The Duke found himself saying thank-you in what he knew to be a weak way.
His cousin was lounging in a chair beside the fire. He looked up lazily, and, when he saw Harriet, got to his feet, his brows lifting. “Your very obedient servant, ma’am!” he said, laughing, and shaking hands with her. “How very like Adolphus not to tell us that he meant to bring you with him! You may blame him for it that you find me very unsuitably dressed to receive you. How do you go on, Harry? You look very becomingly!” He drew forward a chair for her. “I have been laughing this hour past, Adolphus, at your protégé’s crowning devilry! Oh, yes, I was dragged out into the shrubbery to be regaled with it! I will own that he is a youth of parts. What have you done with the fair Belinda?”

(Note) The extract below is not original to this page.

PR #237, opened 2023-11-16
Add Callback Events to LlamaModelParser

rholinshead:
# Add Callback Events to LlamaModelParser

With the Callbacks exposed for use in the latest `aiconfig` npm package, this PR updates the `LlamaModelParser` extension in ts to emit all the default ModelParser callback events.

“We dropped her—quite literally, you know!—into the arms of her precious Mr. Mudgley, and there left her. Gideon, when I said that that fellow might make himself useful, I never meant that he should take upon himself the entire conduct of my house! What is to be done with him? Borrowdale himself never bade me welcome in a more fatherly spirit!”
“You had better turn him off then. I have no objection, since I am not residing here, but I think it only right to warn you that he has won my father’s approval—as much by his firm handling of Mamble as by his undoubted excellence as a steward and butler.”